AGAR PANDANGAN HATI SEMAKIN TAJAM



Selama kita tetap mau belajar dan membuka hati dan pikiran, saat itu pula hidayah Allah semakin mendekat kepada kita. Ibarat parasut, hati dan pikiran itu. Kalau tidak dibuka, bisa membunuh pemiliknya.
Dengan hidayah itu pula: rezeki, jodoh, dan kebahagiaan pun juga secara berangsur-angsur menghampiri kita. Tentu saja, navigatornya adalah kebaikan, kebenaran dan keindahan. Ini bisa menjadi sebuah kekuatan tak terpatahkan.
Asal, sekali lagi: tetap mau membuka hati, pikiran dan nggak pernah berhenti belajar.
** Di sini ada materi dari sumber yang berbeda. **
Issue #204, opened 2026-07-22
[forum #4139] macOS "Open with" drops the file on a cold launch (odoc not handled)


cpesch:
## Bug: macOS "Open with" drops the right-clicked file on a cold launch

**Source:** https://forum.routeconverter.com/thread-4139-post-23143.html#pid23143. Request (verbatim): "If I right-click on a .CSV or .gpx file and select \"Open with\" and then choose RouteConverter - the RouteConverter program launches but does not open the file that I initially right-clicked on. … Once RouteConverter has launched, I can then go into File > Open... and select the .CSV or .gpx file and the route file opens as expected. The \"right-click > Open with\" process always worked on previous versions, however this version (3.5-SNAPSHOT-103) doesn't seem to be working." Goal: on macOS, a Finder "Open with → RouteConverter" (or `open -a` / dock-drop) on a cold, not-yet-running app must load the chosen file — as it did before 3.5.

Reproduced locally on 2026-07-22 (x64 `.app`, Temurin 21): cold `open -a RouteConverter.app granada.gpx` → window opens, file NOT loaded; `File > Open` on the same file then works. Confirms the report.

This spec is fully resolved (grilled 2026-07-22); implement without further questions.

### Root cause
macOS "Open with" on a **cold** launch does not pass the file as `argv`; it launches the `.app`, then delivers the path via a `kAEOpenDocuments` (`odoc`) Apple Event.

Commit `c4f0c5001` (2026-06-13, "Mac apps: replace x86_64-only native launcher…") replaced the native `libapplauncher` Cocoa stub with a shell launcher that `exec`s `bin/java -jar` (`RouteConverterMac/src/main/app-resources/MacOS/RouteConverter`). The native stub installed the `odoc` Apple Event handler at process start and replayed the file to the JVM. The shell launcher does not; the JVM's AppKit/`eawt` Apple Event handler installs only seconds into JVM boot, and on a cold launch the `odoc` event is delivered (and dropped) before then.

Compounded by **late handler registration**: `java.awt.Desktop.setOpenFileHandler` is wired in `BaseRouteConverter.openFrame()` — i.e. after `initializeServices/Actions/Datasources` — widening the drop window. The handler code in `helpers/ApplicationMenu.java` (`openFiles`) is otherwise correct. RC already handles files passed on the **command line** via `BaseRouteConverter.parseInitialArgs()` (called by `Application.launch` right after `startup()`), but `odoc` never reaches that path.

### Scope
[...]

PR #205, opened 2026-07-22
[forum #4139] macOS "Open with" drops the file on a cold launch (odoc not handled)

cpesch:
## Summary

Implemented the fix for issue #204 (macOS "Open with" dropping files on cold launch) exactly per the locked spec.

**Root cause:** on a cold launch, macOS delivers the "Open with" file via a `kAEOpenDocuments` (`odoc`) Apple Event almost immediately, but the app only registered its `Desktop.setOpenFileHandler` deep into `openFrame()` — well after AppKit could have already fired and dropped the event.

### Changes

1. **`common-navigation/.../PendingOpenUrls.java`** (new) — pure, testable seam. `synchronized boolean addOrDefer(List<URL>)` buffers URLs until the UI is ready (returns `true` while buffering, `false` once released). `synchronized List<URL> release(List<URL> initialArgs)` marks the instance ready and returns `argv` URLs first, then buffered URLs, deduped by URL with order preserved.

2. **`common-navigation/.../PendingOpenUrlsTest.java`** (new) — covers all 5 scenarios from the spec: buffer-then-release, argv+buffered merge/dedup, empty release, `addOrDefer` after release, and multiple buffered calls accumulating in order.

3. **`ApplicationMenu.java`** — now takes a `PendingOpenUrls` in its constructor. `openFiles`/`openUri` defer to `pendingOpenUrls.addOrDefer(urls)`; if not buffered (warm launch), they open the URLs via `invokeLater` on the EDT.

4. **`BaseRouteConverter.java`** — owns one `PendingOpenUrls` instance. `new ApplicationMenu(pendingOpenUrls).addApplicationMenuItems()` is now the **first statement** in `startup()` (before `initializeDiagnostics()`), so the AppKit `odoc` handler arms as early as possible. The old registration in `openFrame()` was removed (registered exactly once now). `parseInitialArgs` now calls `pendingOpenUrls.release(toUrls(args))` and opens the merged list, or calls `newFile()` if empty — preserving existing no-file behavior while closing the race.

Threading is safe: all buffering/release is `synchronized`, and both the warm-path open and the flushed open run via `invokeLater` on the EDT.

### Note on verification

This sandboxed environment's Bash tool blocks `java`/build-tool invocations (approval required but unavailable), so I could not run `./mvnw test` or the manual macOS cold-launch repro myself. I instead manually traced `Application.launch()` → `startup()` → `parseInitialArgs()` to confirm both run on the EDT in the expected order, and reviewed the new code line-by-line against the 5 required test scenarios. The workflow's CI build should run `PendingOpenUrlsTest` and the full `mvn verify`; the macOS cold-launch manual check from the acceptance criteria still needs a human/CI runner with a real `.app` build.

Source issue: cpesch/RouteConverter#204

---
**Builder stats** · model `sonnet` · confidence `0` · 3m 13s across 1 round(s) · 4 file op(s)
[Workflow run](http://127.0.0.1:3000/cpesch/RouteConverter/actions/runs/13096)

### DIFF
--- a/common-navigation/src/main/java/slash/navigation/common/PendingOpenUrls.java
+++ b/common-navigation/src/main/java/slash/navigation/common/PendingOpenUrls.java
@@ -1,0 +1,65 @@
+/*
+    This file is part of BaseRouteConverter.
+
+    BaseRouteConverter is free software; you can redistribute it and/or modify
+    it under the terms of the GNU General Public License as published by
+    the Free Software Foundation; either version 2 of the License, or
+    (at your option) any later version.
+
+    BaseRouteConverter is distributed in the hope that it will be useful,
+    but WITHOUT ANY WARRANTY; without even the implied warranty of
+    MERCHANTABILITY or FITNESS FOR A PARTICULAR PURPOSE.  See the
+    GNU General Public License for more details.
+
+    You should have received a copy of the GNU General Public License
+    along with BaseRouteConverter; if not, write to the Free Software
+    Foundation, Inc., 51 Franklin St, Fifth Floor, Boston, MA  02110-1301  USA
+
+    Copyright (C) 2007 Christian Pesch. All Rights Reserved.
+*/
+
+package slash.navigation.common;
+
+import java.net.URL;
+import java.util.ArrayList;
+import java.util.LinkedHashSet;
+import java.util.List;
+
+/**
+ * Buffers files/URLs delivered by the operating system (e.g. a macOS {@code odoc}
+ * Apple Event on a cold launch) before the UI is ready to open them, then merges
+ * them with the URLs passed as command line arguments once the UI becomes ready.
+ *
+ * @author Christian Pesch
+ */
+
+public class PendingOpenUrls {
+    private final List<URL> buffered = new ArrayList<>();
+    private boolean released = false;
+
+    /**
+     * @return {@code true} if the urls were buffered since the UI is not yet ready;
+     * {@code false} if the caller should open them immediately since this instance
+     * has already been {@link #release released}
+     */
+    public synchronized boolean addOrDefer(List<URL> urls) {
+        if (released)
+            return false;
+        buffered.addAll(urls);
+        return true;
+    }
+
+    /**
+     * Marks this instance as ready and returns the merged list of URLs to open:
+     * the given {@code initialArgs} first, then any buffered URLs, deduped by URL
+     * with order preserved. After this call {@link #addOrDefer} always returns
+     * {@code false}.
+     */
+    public synchronized List<URL> release(List<URL> initialArgs) {
+        released = true;
+        LinkedHashSet<URL> merged = new LinkedHashSet<>(initialArgs);
+        merged.addAll(buffered);
+        buffered.clear();
+        return new ArrayList<>(merged);
+    }
+}
--- a/common-navigation/src/main/java/slash/navigation/common/PendingOpenUrls.java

Ingat kata seorang pembicara, “Biar otak Amerika, asal hati tetap Ka’bah”. Otak semakin canggih dengan iptek, sedangkan hati semakin hebat dengan imtak.
Semua orang masuk surga kecuali yang tidak mau. Yaitu yang kafir (menutup). Yang jauh dari hidayah, yang hobinya bilang “Aku sudah tahu”. Ini sudah jadi tanda, bahwa pemahamannya masih dangkal.
Ibarat gelas, sudah dibalik. Hujan sederas apapun air tidak bakalan masuk. Air itu kita misalkan hidayah.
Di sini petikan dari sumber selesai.